David les écoute. Il crée Empreinte minérale et s’installe dans un atelier de 15 m2. On lui passe des commandes de mobilier et de luminaires en béton. Il dessine très peu et travaille à l’instinct pour arriver au résultat qu’il a en tête. Ses formes deviennent de plus en plus complexes.
« Je cherche toujours à alléger mes meubles le plus possible. Des modules sont coulés avec des jeux de fenêtres, qui créent des perspectives, des horizons, un jeu de transparence. Tous mes moules sont réalisés à l’atelier et avec le BFUP, j’arrive à obtenir des épaisseurs très fines de 15 à 19 mm Certaines empreintes sont encore plus fines. J’aime l’aspect brut travaillé très proprement, juste légèrement poncé. »
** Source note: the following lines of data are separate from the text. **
Issue #636, opened 2016-10-05
Please add cordova-plugin-zeroconf as a plugin


NeoLSN:
Please consider to add this https://github.com/becvert/cordova-plugin-zeroconf plugin in ionic-native.

ghenry22:
This would be an interesting one to allow ionic apps to find other instances of the app or other services on the network

danielsogl:
@NeoLSN you can close this issue.

danielsogl:
@ihadeed can you close it?

PR #1260, opened 2017-03-26
feat(zeroconf): add cordova-plugin-zeroconf support

tkem:
This PR adds support for [cordova-plugin-zeroconf](https://github.com/becvert/cordova-plugin-zeroconf), as requested in #636.

Please note that I only tested the browsing/watching functionality, since I've never published a zeroconf service myself (on a mobile device) and I wouldn't really know how to test that.

A note on naming: The plugin uses all lowercase `zeroconf` as pluginRef and in examples, but uses camel-case `ZeroConf` internally and sporadically in the docs. However, the [official zeroconf site](http://www.zeroconf.org/) refers to `Zeroconf` with initial caps only. I decided to go with the latter, even if that may look unfamiliar to some (but hey, so does `Geolocation`). It also avoid naming the package `zero-conf` which isn't used widely, and might cause even more confusion. 
Yes, sometimes I do pay attention to such details ;-)

### DIFF
--- a/src/@ionic-native/plugins/zeroconf/index.ts
+++ b/src/@ionic-native/plugins/zeroconf/index.ts
@@ -1,0 +1,132 @@
+import { Injectable } from '@angular/core';
+import { Cordova, Plugin } from '@ionic-native/core';
+import { Observable } from 'rxjs/Observable';
+
+export interface ZeroconfService {
+  domain: string;
+  type: string;
+  name: string;
+  port: number;
+  hostname: string;
+  ipv4Addresses: Array<string>;
+  ipv6Addresses: Array<string>;
+  txtRecord: any;
+}
+
+export interface ZeroconfResult {
+  action: 'registered' | 'added' | 'removed';
+  service: ZeroconfService;
+}
+
+/**
+ * @name Zeroconf
+ * @description
+ * This plugin allows you to browse and publish Zeroconf/Bonjour/mDNS services.
+ * @usage
+ * ```typescript
+ * import { Zeroconf } from '@ionic-native/zeroconf';
+ *
+ * constructor(private zeroconf: Zeroconf) { }
+ *
+ * ...
+ * ```
+ */
+@Plugin({
+  pluginName: 'Zeroconf',
+  plugin: 'cordova-plugin-zeroconf',
+  pluginRef: 'cordova.plugins.zeroconf',
+  repo: 'https://github.com/becvert/cordova-plugin-zeroconf'
+})
+@Injectable()
+export class Zeroconf {
+  /**
+   * Returns this device's hostname.
+   * @return {Promise<string>}
+   */
+  @Cordova()
+  getHostname(): Promise<string> { return; }
+
+  /**
+   * Publishes a new service.
+   * @usage
+   * ```typescript
+   * this.zeroconf.register('_http._tcp.', 'local.', 'Becvert\'s iPad', 80, {
+   *   'foo': 'bar'
+   * }).then(result => {
+   *   console.log('Service registered', result.service);
+   * });
+   * ```
+   * @param type {string} Service type name, e.g. "_http._tcp".
+   * @param domain {string} Domain scope of the service, typically "local.".
+   * @param name {string} Unqualified service instance name.
+   * @param port {number} Local port on which the service runs.
+   * @param txtRecord {any} Arbitrary key/value pairs describing the service.
+   * @return {Promise<ZeroconfResult>} Returns a Promise that resolves with the registered service.
+   */
+  @Cordova()
+  register(type: string, domain: string, name: string, port: number, txtRecord: any): Promise<ZeroconfResult> { return; }
+
+  /**
+   * Unregisters a service.
+   * @usage
+   * ```typescript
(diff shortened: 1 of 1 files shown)


src/@ionic-native/plugins/zeroconf/index.ts
```diff
@@ -0,0 +1,132 @@
...
+ * ```
+ */
+@Plugin({
+  pluginName: 'Zeroconf',
+  plugin: 'cordova-plugin-zeroconf',
+  pluginRef: 'cordova.plugins.zeroconf',
+  repo: 'https://github.com/becvert/cordova-plugin-zeroconf'
+})
+@Injectable()
+export class Zeroconf {
```
ihadeed: Rename the class to `ZeroConf`

src/@ionic-native/plugins/zeroconf/index.ts
```diff
@@ -0,0 +1,132 @@
...
+ * ```typescript
+ * import { Zeroconf } from '@ionic-native/zeroconf';
+ *
+ * constructor(private zeroconf: Zeroconf) { }
+ *
+ * ...
+ * ```
+ */
+@Plugin({
+  pluginName: 'Zeroconf',
```
ihadeed: Set `pluginName` to `ZeroConf`

src/@ionic-native/plugins/zeroconf/index.ts
```diff
@@ -0,0 +1,132 @@
...
+  /**
+   * Returns this device's hostname.
+   * @return {Promise<string>}
+   */
+  @Cordova()
+  getHostname(): Promise<string> { return; }
+
+  /**
+   * Publishes a new service.
+   * @usage
```
ihadeed: Move all the `@usage` documentation to the main `@usage` block in the class documentation. 

The usage here will not be rendered in the docs page.

Please apply this fix to all methods below. Simply cut & paste them above.

src/@ionic-native/plugins/zeroconf/index.ts
```diff
@@ -0,0 +1,132 @@
+import { Injectable } from '@angular/core';
+import { Cordova, Plugin } from '@ionic-native/core';
+import { Observable } from 'rxjs/Observable';
+
+export interface ZeroconfService {
```
ihadeed: Rename this to `ZeroConfService`

src/@ionic-native/plugins/zeroconf/index.ts
```diff
@@ -0,0 +1,132 @@
...
+  type: string;
+  name: string;
+  port: number;
+  hostname: string;
+  ipv4Addresses: Array<string>;
+  ipv6Addresses: Array<string>;
+  txtRecord: any;
+}
+
+export interface ZeroconfResult {
```
ihadeed: Rename this to `ZeroConfResult`

src/@ionic-native/plugins/zeroconf/index.ts
```diff
@@ -0,0 +1,132 @@
...
+  action: 'registered' | 'added' | 'removed';
+  service: ZeroconfService;
+}
+
+/**
+ * @name Zeroconf
```
ihadeed: Set the name to `ZeroConf`

src/@ionic-native/plugins/zeroconf/index.ts
tkem: Rationale, please?

src/@ionic-native/plugins/zeroconf/index.ts
tkem: I copied this style from the BLE plugin, and you're right, this isn't rendered in the docs page, too.
Do I guess this should be changed for at least the BLE plugin also, and probably other plugins are affected, too.

src/@ionic-native/plugins/zeroconf/index.ts
ihadeed: Sorry, forget about the changes regarding the capitalization of the name.

I assumed `ZeroConf` is a brand name since the plugin repo has it written in that way. I traced this thing down to this page: http://www.zeroconf.org/ and realized it's called `Zeroconf`.

I will delete the other comments below.

src/@ionic-native/plugins/zeroconf/index.ts
ihadeed: Yes this should be changed in the BLE plugin and any other similar occurrences. All usage should stay in the main `@usage` block in the class documentation.

Thanks!

src/@ionic-native/plugins/zeroconf/index.ts
tkem: Yes, it's complicated ;-)
Thanks, I really think it is easier for people who actually know/use zeroconf that way, even if "ZeroConf" looks more natural first!

ihadeed: Yes you're right.

FYI, in cases where we have brand names that need to be capitalized. We capitalize the class name but keep the package name as one word. You can see this in `OneSignal`, `PayPal`, `SQLite` .. etc

tkem: Ah, okay. Thanks, I missed that - should have looked more carefully!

Explorer la matière, aider l’idée à prendre forme
Découvrir, comprendre, aller jusqu’au bout d’une forme, explorer la matière et passer à autre chose… cette recherche infinie est une thérapie pour David. L’idée de ne pas maîtriser complètement la matière le séduit.
« J’invite la forme à aller où je veux, de l’état liquide à l’état solide, mais le béton fait ce qu’il veut, selon la température et l’hydrométrie. Cette matière est très tactile. »
Découvrir, comprendre, aller jusqu’au bout d’une forme, explorer la matière et passer à autre chose… cette recherche infinie est une thérapie pour David. L’idée de ne pas maîtriser complètement la matière le séduit.
« J’invite la forme à aller où je veux, de l’état liquide à l’état solide, mais le béton fait ce qu’il veut, selon la température et l’hydrométrie. Cette matière est très tactile. »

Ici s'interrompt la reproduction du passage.